I tried to look for some liteature on this from John Lee's book as well as other resources, but I did not find any exercise or example showing how this kind of calculations or how orientation forms can be used as generators. Naturally this question generalizes to the question if we have orientable manifolds $M$ and $N$ such that $$H^k_{dR}(M \times N) \cong H^k_{dR}(M) \oplus H^k_{dR}(N)$$ then will the orientation forms on $M$ and $N$ generate the left-hand side.

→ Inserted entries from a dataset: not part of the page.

Issue #606, opened 2023-05-14
`parallel_transport_to` for `ProbabilitySimplex`


adienes:
Is this just the identity?

I'm by no means a geometer and am probably way off base, but from what I can gather reading some articles about parallel transport, I think since the simplex is flat everywhere can the method be implemented like
```
parallel_transport_to!(::ProbabilitySimplex, Y, ::Any, X, ::Any) = copyto!(Y, X)
```

kellertuer:
That depends a lot on the metric you impose on that set. Could you provide references? My short search did not bring up that many results that I found helpful concerning parallel transport.
The one reason I think might indicate that this is not the case, is, that the set is open (i.e. you never reach the boundary, which for me feels quite non-Euclidean.

mateuszbaran:
No, `ProbabilitySimplex` is not flat (w.r.t Fisher-Rao metric). As a reference, it looks like https://github.com/geomstats/geomstats/blob/master/geomstats/information_geometry/multinomial.py is the same as our `ProbabilitySimplex` (just with a different scaling) and it says it has positive sectional curvature. I couldn't find any source for PT on that manifold so most likely there is no known closed-form formula.

sethaxen:
I haven't read the literature on the Fisher-Rao metric, but it seems to be closely related to the Euclidean metric on the sphere. Specifically, let $p \in \mathbb{S}^n$ and let $f:  \mathbb{S}^n \to \Delta^n$ be the elementwise square: $q_i = f(p)_i = p_i^2$.

Then the differential of this map $\mathrm{d}f_p: T_p\mathbb{S}^n \to T_{f(p)}\Delta^n$ has the property $(X_q)_i = (\mathrm{d}f_p)(X_p)_i = 2 p_i (X_p)_i$. The Fisher-Rao metric is

$$g: (X_q, Y_q) \mapsto \sum_{i=1}^n \frac{(X_q)_i (Y_q)_i}{q_i} = \langle 2X_p, 2Y_p \rangle_F$$

[...]

PR #621, opened 2023-05-31
Add more functions on ProbabilitySimplex

mateuszbaran:
I've implemented the isomorphism between interior of probability simplex and a scaled sphere, which in turn are used to define an orthonormal basis on the probability simplex. This is essentially what is described in https://github.com/JuliaManifolds/Manifolds.jl/issues/606#issuecomment-1546866436 but with a different scaling. Let me know if this scaling feels right.

### DIFF
--- a/src/Manifolds.jl
+++ b/src/Manifolds.jl
@@ -949,4 +949,14 @@ export get_basis,
 # atlases and charts
 export get_point, get_point!, get_parameters, get_parameters!
 
+# additional functions on Simplex
+export from_probability_amplitude,
+    from_probability_amplitude!,
+    from_probability_amplitude_diff,
+    from_probability_amplitude_diff!,
+    to_probability_amplitude,
+    to_probability_amplitude!,
+    to_probability_amplitude_diff,
+    to_probability_amplitude_diff!
+
 end # module
--- a/src/manifolds/ProbabilitySimplex.jl
+++ b/src/manifolds/ProbabilitySimplex.jl
@@ -211,7 +211,6 @@ function get_coordinates_orthonormal!(
         to_probability_amplitude_diff(M, p, X),
         R,
     )
-    Xc .*= 2
     return Xc
 end
 
@@ -222,8 +221,7 @@ function get_vector_orthonormal!(
     Xc,
     R::RealNumbers,
 ) where {N}
-    Xcs = Xc / 2
-    X = get_vector_orthonormal(Sphere(N), to_probability_amplitude(M, p), Xcs, R)
+    X = get_vector_orthonormal(Sphere(N), to_probability_amplitude(M, p), Xc, R)
     return from_probability_amplitude_diff!(M, Y, to_probability_amplitude(M, p), X)
 end
 
@@ -508,7 +506,7 @@ function to_probability_amplitude_diff(M::ProbabilitySimplex, p, X)
 end
 
 function to_probability_amplitude_diff!(::ProbabilitySimplex, Y, p, X)
-    Y .= X ./ sqrt.(p) ./ 2
+    Y .= X ./ sqrt.(p)
     return Y
 end
 
@@ -516,13 +514,13 @@ end
     from_probability_amplitude_diff(M::ProbabilitySimplex, p, X)
 
 Compute differential of [`from_probability_amplitude`](@ref) at tangent vector `X` from the
-tangent space at `p` from a sphere with a scaled metric.
+tangent space at `p` from a sphere.
 """
 function from_probability_amplitude_diff(M::ProbabilitySimplex, p, X)
     return from_probability_amplitude_diff!(M, similar(X), p, X)
 end
 
 function from_probability_amplitude_diff!(::ProbabilitySimplex, Y, p, X)
-    Y .= 2 .* p .* X
+    Y .= p .* X
     return Y
 end
--- a/src/manifolds/ProbabilitySimplex.jl
+++ b/src/manifolds/ProbabilitySimplex.jl
@@ -197,6 +197,36 @@ function exp!(::ProbabilitySimplex, q, p, X)
     return q
 end
 
+function get_coordinates_orthonormal!(
+    M::ProbabilitySimplex{N},
+    Xc,
+    p,
+    X,
+    R::RealNumbers,
+) where {N}
+    get_coordinates_orthonormal!(
+        Sphere(N),
+        Xc,
+        to_probability_amplitude(M, p),
+        to_probability_amplitude_diff(M, p, X),
+        R,
+    )
+    Xc .*= 2
+    return Xc
+end
+
+function get_vector_orthonormal!(
+    M::ProbabilitySimplex{N},
+    Y,
+    p,
+    Xc,
+    R::RealNumbers,
+) where {N}
+    Xcs = Xc / 2
+    X = get_vector_orthonormal(Sphere(N), to_probability_amplitude(M, p), Xcs, R)
+    return from_probability_amplitude_diff!(M, Y, to_probability_amplitude(M, p), X)
+end
+
 @doc raw"""
     injectivity_radius(M,p)
 
@@ -422,7 +452,7 @@ function riemannian_gradient!(M::ProbabilitySimplex, X, p, Y; kwargs...)
 end
 
 function Base.show(io::IO, ::ProbabilitySimplex{n,boundary}) where {n,boundary}
-    return print(io, "ProbabilitySimplex($(n); boundary=$boundary)")
+    return print(io, "ProbabilitySimplex($(n); boundary=:$boundary)")
 end
 
 @doc raw"""
@@ -434,3 +464,65 @@ returns the zero tangent vector in the tangent space of the point `p`  from the
 zero_vector(::ProbabilitySimplex, ::Any)
 
 zero_vector!(::ProbabilitySimplex, X, p) = fill!(X, 0)
+
+@doc raw"""
+    to_probability_amplitude(M::ProbabilitySimplex{N}, p) where {N}
+
+Convert point `p` on `ProbabilitySimplex` to (real) probability amplitude. The formula reads
+``(\sqrt{p_1}, \sqrt{p_2}, …, \sqrt{p_{N+1}})``. This is an isometry from the interior of
+the probability simplex to the interior of the positive orthant of a sphere.
+"""
+function to_probability_amplitude(M::ProbabilitySimplex, p)
+    return to_probability_amplitude!(M, similar(p), p)
+end
+
+function to_probability_amplitude!(::ProbabilitySimplex, q, p)
+    q .= sqrt.(p)
+    return q
+end
+
+@doc raw"""
+    from_probability_amplitude(M::ProbabilitySimplex{N}, p) where {N}
+
+Convert point (real) probability amplitude `p` on to a point on `ProbabilitySimplex`.
+The formula reads ``(p_1^2, p_2^2, …, p_{N+1}^2)``. This is an isometry from the interior of
+the positive orthant of a sphere to interior of the probability simplex.
+"""
+function from_probability_amplitude(M::ProbabilitySimplex, p)
+    return from_probability_amplitude!(M, similar(p), p)
+end
+
+function from_probability_amplitude!(::ProbabilitySimplex, q, p)
+    q .= p .^ 2
+    return q
+end
+
+@doc raw"""
+    to_probability_amplitude_diff(M::ProbabilitySimplex, p, X)
+
+Compute differential of [`to_probability_amplitude`](@ref) at tangent vector `X` from the
+tangent space at `p` from `M`.
+"""
+function to_probability_amplitude_diff(M::ProbabilitySimplex, p, X)
+    return to_probability_amplitude_diff!(M, similar(X), p, X)
+end
+
+function to_probability_amplitude_diff!(::ProbabilitySimplex, Y, p, X)
+    Y .= X ./ sqrt.(p) ./ 2
+    return Y
+end
+
+@doc raw"""
+    from_probability_amplitude_diff(M::ProbabilitySimplex, p, X)
+
+Compute differential of [`from_probability_amplitude`](@ref) at tangent vector `X` from the
+tangent space at `p` from a sphere with a scaled metric.
+"""
+function from_probability_amplitude_diff(M::ProbabilitySimplex, p, X)
+    return from_probability_amplitude_diff!(M, similar(X), p, X)
+end
+
+function from_probability_amplitude_diff!(::ProbabilitySimplex, Y, p, X)
+    Y .= 2 .* p .* X
+    return Y
+end
--- a/test/manifolds/probability_simplex.jl
+++ b/test/manifolds/probability_simplex.jl
@@ -7,6 +7,7 @@ include("../utils.jl")
     q = [0.3, 0.6, 0.1]
     X = zeros(3)
     Y = [-0.1, 0.05, 0.05]
+    @test repr(M) == "ProbabilitySimplex(2; boundary=:open)"
     @test is_point(M, p)
     @test_throws DomainError is_point(M, p .+ 1, true)
     @test_throws ManifoldDomainError is_point(M, [0], true)
@@ -49,6 +50,7 @@ include("../utils.jl")
             test_manifold(
                 M,
                 pts,
+                basis_types_to_from=(DefaultOrthonormalBasis(),),
                 test_injectivity_radius=false,
                 test_project_tangent=true,
                 test_musical_isomorphisms=true,
@@ -110,5 +112,19 @@ include("../utils.jl")
         @test inner(Mb, p, X, Y) == 8
 
         @test_throws ArgumentError ProbabilitySimplex(2; boundary=:tomato)
+    end
+
+    @testset "Probability amplitudes" begin
+        p = [0.1, 0.7, 0.2]
+        Y = [-0.1, 0.05, 0.05]
+        @test to_probability_amplitude(M, p) ≈
+              [0.31622776601683794, 0.8366600265340756, 0.4472135954999579]
+        @test from_probability_amplitude(
+            M,
+            [0.31622776601683794, 0.8366600265340756, 0.4472135954999579],
+        ) ≈ p
+        @test to_probability_amplitude_diff(M, p, Y) ≈
+              [-0.15811388300841897, 0.02988071523335984, 0.05590169943749475]
+        @test from_probability_amplitude_diff(M, p, Y) ≈ [-0.02, 0.07, 0.02]
     end
 end
--- a/test/manifolds/probability_simplex.jl
+++ b/test/manifolds/probability_simplex.jl
@@ -124,7 +124,7 @@ include("../utils.jl")
             [0.31622776601683794, 0.8366600265340756, 0.4472135954999579],
         ) ≈ p
         @test to_probability_amplitude_diff(M, p, Y) ≈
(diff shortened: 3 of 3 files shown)


src/Manifolds.jl
```diff
@@ -949,4 +949,14 @@ export get_basis,
 # atlases and charts
 export get_point, get_point!, get_parameters, get_parameters!
 
+# additional functions on Simplex
```
kellertuer, line 952: Is it reasonable to export these functions or are they more of an internal part?

mateuszbaran:
> I find the naming a bit unintuitive, if that maps `ProbabilitySimplex` to (the sqrt(2)-radius?) sphere, why not use a convert? or even embed?

No, it maps to radius-1 sphere. I don't see how `convert` could be used but `embed` (with `EmbeddedManifold`) may be a good idea.

src/Manifolds.jl
mateuszbaran: (outside of Manifolds.jl)

kellertuer:
I see, convert might actually be the wrong idea, but embed is maybe an idea then (so embed and project or something?) We could even do the sphere we have in the tutorial for real (that is a sphere with a radius) if that helps here.

mateuszbaran:
I've changed it to use `embed` and `project` through `RealProbabilityAmplitudes`.

mateuszbaran:
And I've also added PT.

kellertuer:
Nice! I am not 100% sure where the name of the new struct comes from and the “some properties carry over” is maybe a bit vague, but the function names are far better :)

mateuszbaran:
> I am not 100% sure where the name of the new struct comes from

This comes from physics. In quantum mechanics we have complex probability amplitudes. If you restrict them to reals, you get this. Maybe it's not the most common name so if you (or someone else) has a better name, I can change it.

> “some properties carry over”

This is a deeper topic that requires an introduction to manifolds with boundaries. I just wanted to indicate that extending to the boundary is not a hopeless endeavor.

kellertuer:
> > I am not 100% sure where the name of the new struct comes from
> 
> This comes from physics. In quantum mechanics we have complex probability amplitudes. If you restrict them to reals, you get this. Maybe it's not the most common name so if you (or someone else) has a better name, I can change it.
> 

I do not have a better name, but maybe providing some insight on the name might help a reader of the docs as well?

> > “some properties carry over”
> 
> This is a deeper topic that requires an introduction to manifolds with boundaries. I just wanted to indicate that extending to the boundary is not a hopeless endeavor.

I even had a short discussion about manifolds with boundary today as well – I was just thinking, being a bit more precise might be nice.

src/manifolds/ProbabilitySimplex.jl
```diff
@@ -422,15 +453,93 @@ function riemannian_gradient!(M::ProbabilitySimplex, X, p, Y; kwargs...)
...
 """
 zero_vector(::ProbabilitySimplex, ::Any)
 
 zero_vector!(::ProbabilitySimplex, X, p) = fill!(X, 0)
+
+@doc raw"""
+    RealProbabilityAmplitudes
+
+An explicit isometric embedding of interior of [`ProbabilitySimplex`] in
+positive quadrant of the [`Sphere`]. Some properties extend to the boundary but not all.
```
sethaxen, line 473: https://en.wikipedia.org/wiki/Orthant
```suggestion
positive orthant of the [`Sphere`]. Some properties extend to the boundary but not all.
```

sethaxen: It would be nice if the docstring explained why it's called this. Because otherwise a name that reflects the two manifolds might be nice.

sethaxen (commented):
Just a question about the naming of the embedding. Also, it would be nice to document somewhere how the Fisher information metric relates to this embedding and the Euclidean metric on the sphere.

src/manifolds/ProbabilitySimplex.jl
mateuszbaran: Sure, I will add a comment about it.

mateuszbaran:
I've added some docs about the name and relation between metric on sphere and Fisher-Rao metric on probability simplex.

src/manifolds/ProbabilitySimplex.jl
```diff
@@ -421,16 +452,119 @@ function riemannian_gradient!(M::ProbabilitySimplex, X, p, Y; kwargs...)
...
+
+@doc raw"""
+    project(M::RealProbabilityAmplitudes{N}, p) where {N}
+
+Convert point (real) probability amplitude `p` on to a point on [`ProbabilitySimplex`](@ref).
+The formula reads ``(p_1^2, p_2^2, …, p_{N+1}^2)``. This is an isometry from the interior of
+the positive orthant of a sphere to interior of the probability simplex.
+"""
+function project(M::RealProbabilityAmplitudes, p)
+    return project!(M, similar(p), p)
```
kellertuer, line 534: Why does this not work on the default with allocate and such?
Or phrased differently: I expected project only to be here for the doc-string not for an actual implementation.

src/manifolds/ProbabilitySimplex.jl
```diff
@@ -421,16 +452,119 @@ function riemannian_gradient!(M::ProbabilitySimplex, X, p, Y; kwargs...)
...
+
+@doc raw"""
+    embed(M::RealProbabilityAmplitudes{N}, p) where {N}
+
+Convert point `p` on `ProbabilitySimplex` to (real) probability amplitude. The formula reads
+``(\sqrt{p_1}, \sqrt{p_2}, …, \sqrt{p_{N+1}})``. This is an isometry from the interior of
+the probability simplex to the interior of the positive orthant of a sphere.
+"""
+function embed(M::RealProbabilityAmplitudes, p)
+    return embed!(M, similar(p), p)
```
kellertuer, line 518: Why does this not work on the default with allocate and such?
Or phrased differently: I expected ember only to be here for the doc-string not for an actual implementation.

src/manifolds/ProbabilitySimplex.jl
```diff
@@ -421,16 +452,119 @@ function riemannian_gradient!(M::ProbabilitySimplex, X, p, Y; kwargs...)
...
+    return q
+end
+
+@doc raw"""
+    embed(M::RealProbabilityAmplitudes, p, X)
+
+Compute differential of [`embed`](@ref) on [`RealProbabilityAmplitudes`](@ref) at tangent
+vector `X` from the tangent space at `p` from sphere.
+"""
+function embed(M::RealProbabilityAmplitudes, p, X)
```
kellertuer, line 548: merely a comment – this got much nicer compared to the previous naming I think :)

src/manifolds/ProbabilitySimplex.jl
```diff
@@ -421,16 +452,119 @@ function riemannian_gradient!(M::ProbabilitySimplex, X, p, Y; kwargs...)
...
+
+function embed!(::RealProbabilityAmplitudes, Y, p, X)
+    Y .= X ./ sqrt.(p)
+    return Y
+end
+
+@doc raw"""
+    project(M::RealProbabilityAmplitudes, p, X)
+
+Compute differential of [`project`](@ref) on [`RealProbabilityAmplitudes`](@ref) at tangent
```
kellertuer, line 560: This line might require an update?

kellertuer (commented):
Here are just a few minor comments, I think the new EmbeddedManifold improved the code substantially.

src/manifolds/ProbabilitySimplex.jl
mateuszbaran: I just really didn't feel like tracking why the trait machinery didn't do the right thing here. It's also faster to compile just this.

src/manifolds/ProbabilitySimplex.jl
mateuszbaran: Yes, I agree.

src/manifolds/ProbabilitySimplex.jl
kellertuer: Hm, ok, my only (small) complaint would be a slight inconsistency here.

src/manifolds/ProbabilitySimplex.jl
kellertuer: Or to be more precise – stating that a function that is called project – computes a differential of project (itself?) might be misleading.

mateuszbaran: In this case I think understanding it as a differential of point projection is more appropriate, and understanding it as a projection from embedding is misleading.

kellertuer: Hm.
* Then the double use of the name `project` is misleading
* A function that is not projection but called project is also a bit misleading
* I have no clue what this function does then ;)

kellertuer: Maybe it should indeed be called `diff_project(M, p, X)` then?

src/manifolds/ProbabilitySimplex.jl
```diff
@@ -421,16 +452,119 @@ function riemannian_gradient!(M::ProbabilitySimplex, X, p, Y; kwargs...)
...
+    return q
+end
+
+@doc raw"""
+    embed(M::RealProbabilityAmplitudes, p, X)
+
+Compute differential of [`embed`](@ref) of a point on `p` [`RealProbabilityAmplitudes`](@ref)
+at tangent vector `X` from the tangent space at `p` from sphere.
+"""
+function embed(M::RealProbabilityAmplitudes, p, X)
```
kellertuer, line 548: Maybe this should then be called `diff_embed` to not confuse it with `embed(M, p, X)` which brings X, a tangent vector at X into the embedding (but is otherwise the identity and not some differential)?

src/manifolds/ProbabilitySimplex.jl
mateuszbaran: It technically is a projection, for a sufficiently broad definition of projection. And AFAIK some vector projections that we have are also differentials of point projections (f.e. sphere). This is a bit weird case because we embed in a space of the same dimension and point projection doesn't return the point closest in the geodesic sense. But otherwise it's technically fine.

kellertuer: Je suis veldig verwirrt now (even in 4 languages).
The vector projection on the sphere actually agrees with projecting the vector onto the tangent space (interpreted as the plane parallel to the tangent plane running through zero of course).

So for now I am a bit lost what this function actually is. The docs say it is the differential of the point-projection (so I would call it `diff_project`).
So for me the most generic definition of a projection (say a function f) is that `f(f(p))=f(p)` or that `||f(p)-p|| is minimal compared to all other values f can attain (here in the tangent space).

Technically – I do not want to discuss and trust you – in confusion level … I would like to de-confuse both me and readers of these docs ;)

src/manifolds/ProbabilitySimplex.jl
kellertuer: Yes, here I see that a bit more compared to the projection, because (besides the change of how the point is stored) embed is the identity, so its differential is as well but is for sure maps from TpM to T_(embed(p)) N.

So here I agree in terms of the mathematics, but for now I think we did not often write that but used the more generic description, that it embeds tangent vectors (without the reference to the differential).

src/manifolds/ProbabilitySimplex.jl
mateuszbaran: I'm definitely interested in clarifying the confusion but I hope to do it correctly :slightly_smiling_face: .

> So for me the most generic definition of a projection (say a function f) is that `f(f(p))=f(p)` or that `||f(p)-p|| is minimal compared to all other values f can attain (here in the tangent space).

It's not the right definition here because because our `f` here has different domain and codomain. So `f(f(p))` is not defined, and you can't compare `p` and `f(p)`. This is already true for our embedding of SE(n) in GL(n+1), it works the same there. But it can indeed be confusing. Maybe using the names `project` and `embed` really isn't right.

src/manifolds/ProbabilitySimplex.jl
mateuszbaran: It being the differential is a crucial part of the API though, users should be able to rely that for this particular embedding it is the differential.

src/manifolds/ProbabilitySimplex.jl
kellertuer: For embed (±change of representation in code/variable sense) you convinced me. Here you did not yet, though you are right, since we do have a change of the space (domain-range) my two notions were not that correct here. They are maybe more like (embed=id into the embedding) `f(embed(f(p)) == f(p)` and `embed(f(p))` is the closest point to `p` that embed can reach

src/manifolds/ProbabilitySimplex.jl
kellertuer: Yes, but since we never nowhere (as far as I remember) called it that (and I am not sure we always have that) it might be misleading to use that terminology here (without using the other one the reader is used to).

It's like having a thing with two names A and B, we only call it A but for fun in one place we call it B. Maybe start with A (embed the tangent vector) here first and then mention how that is technically/mathematically achieved?

src/manifolds/ProbabilitySimplex.jl
mateuszbaran: OK, then I think this `project(M, p)` is not a valid projection. It's just a local isometry and we need a different API :slightly_smiling_face: .

kellertuer: I think in the very beginning I already said: What about `convert`? Because for me this looks like a conversion between two representations of the manifold?

kellertuer: ...hm. though that API is maybe also not yet developed to convert between manifolds of same dimension or isomorphically map.

kellertuer: (sorry for so much discussion, just want to make sure I understand it myself as well)

mateuszbaran: `convert` feels weird here because this is actually about establishing a local isometry, not providing a full new representation of the manifold.

kellertuer: Well, in optical terms this is just “bump”, since we deform the plane to the spherical orthant (or back with project) and similarly adapt the metric for tangent vectors (that follow the same bump). But, hm, I am also missing a good name. `bump()` is not a good name ;)

src/manifolds/ProbabilitySimplex.jl
kellertuer: `debump` (cf. the other discussion). I will think about a name as well.

src/manifolds/ProbabilitySimplex.jl
mateuszbaran: Hm, I'm not sure. If we are doing new interface anyway, then I'd prefer either function name or some argument to be specific to this particular local isometry. Something like `bump_local_isometry` or `local_isometry(bump(M, N), p)`

kellertuer: Bump was far from a serious recommendation. I do not have a good idea for the name of the local isometry here.

kellertuer: But why do you want the second variant (and what does bump represent there? An IsometryType?) why then not switch that to domain, range instead of somefunction(domain, range)?

mateuszbaran: `bump` was an example there, a placeholder for the right word. What I'd like there is a way to handle multiple (local) isometries between two manifolds. For example, what if someone wanted an isometry between ProbabilitySimplex and negative orthant of the sphere?

kellertuer: uff, I see. I was already out of creativity when I came up with `local_isometry` as a name, but you could use `AbstractIsometry` as a super type for the first argument and call this one `DefaultIsometry`? So we would do something similar to Embeddings

mateuszbaran: So, something like `local_isometry(DefaultLocalIsometry(ProbabilitySimplex(N), Sphere(N)), p)`? I guess `local_isometry(ProbabilitySimplex(N), Sphere(N), p)` could be a shorter notation for the first one.

kellertuer: That sounds reasonable and mixes both our ideas :)

src/manifolds/ProbabilitySimplex.jl
```diff
@@ -421,16 +452,119 @@ function riemannian_gradient!(M::ProbabilitySimplex, X, p, Y; kwargs...)
...
+
+@doc raw"""
+    RealProbabilityAmplitudes
+
+An explicit isometric embedding of interior of [`ProbabilitySimplex`] in
+positive orthant of the [`Sphere`]. Some properties extend to the boundary but not all.
+
+This embedding isometrically maps the Fisher-Rao metric on the open probability simplex to
+the sphere of radius 1 with Euclidean metric. More details can be found in Section 2.2
+of [^AyJostLeSchwachhöfer2017].
```
mosullivan93, line 494: Just wanted to improve my understanding by asking a question about how this works.

It looks like you're missing the factor of 2 in the differential (of [f](https://github.com/JuliaManifolds/Manifolds.jl/issues/606#issuecomment-1553249494) and [finv](https://github.com/JuliaManifolds/Manifolds.jl/issues/606#issuecomment-1546866436)) when I look at
`embed!(::RealProbabilityAmplitudes, Y, p, X)` and `project!(::RealProbabilityAmplitudes, Y, p, X)` (which I think are supposed to serve this purpose), so I'm not sure this embedding is still isometric?

I only tried the parallel transport with one set of points and it looked correct though so I'm not sure there's a problem in this construction.

kellertuer: The challenge here might be, that we (contrary to theory, but in favour of our iplementation) embed into the 1-sphere and not the 2-sphere. This is done in order to reuse the code we have for the 1-sphere; but our sphere does not have a way do incorporate a radius.

mateuszbaran: The difference is indeed that those `f` and `finv` functions embed in a sphere of radius 2, while the embedding in this PR is in sphere of radius 1. That's why there is no factor of 2.

mosullivan93: I see, thanks both for clarifying and for working on these new functions 👍

src/manifolds/ProbabilitySimplex.jl
mateuszbaran: I've tried working out the `local_isometry` idea but it seems vastly over-complicated for what is needed here, and forces me to consider things that are irrelevant to this PR (how to do `local_isometry` generic enough). Can we just go back to simple functions specialized to this one manifold embedding? Something like `from_probability_amplitude` and `to_probability_amplitude` from the original commit but just with more appropriate names.

kellertuer: I would prefer both domain and range in the name instead of once the domain once the range? `simplex_to_amplitude` and `amplitude_to_simplex` might not be the best names but indicate what I would prefer.

mateuszbaran: Sure, those names sound fine :+1: .

kellertuer: Then let's take those (and refine them later when we have a general scheme). And let's also keep them non-exported for now then.

mateuszbaran: OK, done :slightly_smiling_face:

kellertuer (approved):
LGTM,
and without exporting them we keep them internal and might have in mind to do a proper isomorphism model later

The Künneth theorem states there is an isomorphism of graded $\mathbb{R}$-algebras $$H^\bullet(M\times N)\cong H^\bullet(M)\otimes H^\bullet(N)$$ In other words, we have $H^k(M\times N)\cong \oplus_{p+q=k}H^p(M)\otimes H^q(N)$. Now, if you have two vector spaces $V$ and $W$ with bases $\{e_i\}_{i\in I}$ and $\{f_j\}_{j\in J}$, then $\{e_i\otimes f_j\}_{i\in I,j\in J}$ is a basis for $V\otimes W$. So if you know a basis for $H^\bullet(M)$ and $H^\bullet(N)$, then you get a basis for the tensor product, and thus for $H^\bullet(M\times N)$. All you have to do is pull back and wedge the cohomology classes.
For example, if $M$ and $N$ are compact oriented manifolds with volume forms $\omega_M$ and $\omega_N$, then $\pi_M^*\omega_M\wedge \pi^*_N\omega_N$ is a volume form on $M\times N$, and thus generates $H^{m+n}(M\times N)$. Likewise, if $H^k(M\times N)\cong H^k(M)\oplus H^k(N)$, then it is generated by $\{\pi^*_M\omega_i\}\cup\{\pi^*_N\eta_j\}$ where $\{\omega_i\}$ generate $H^k(M)$ and $\{\eta_j\}$ generate $H^k(N)$.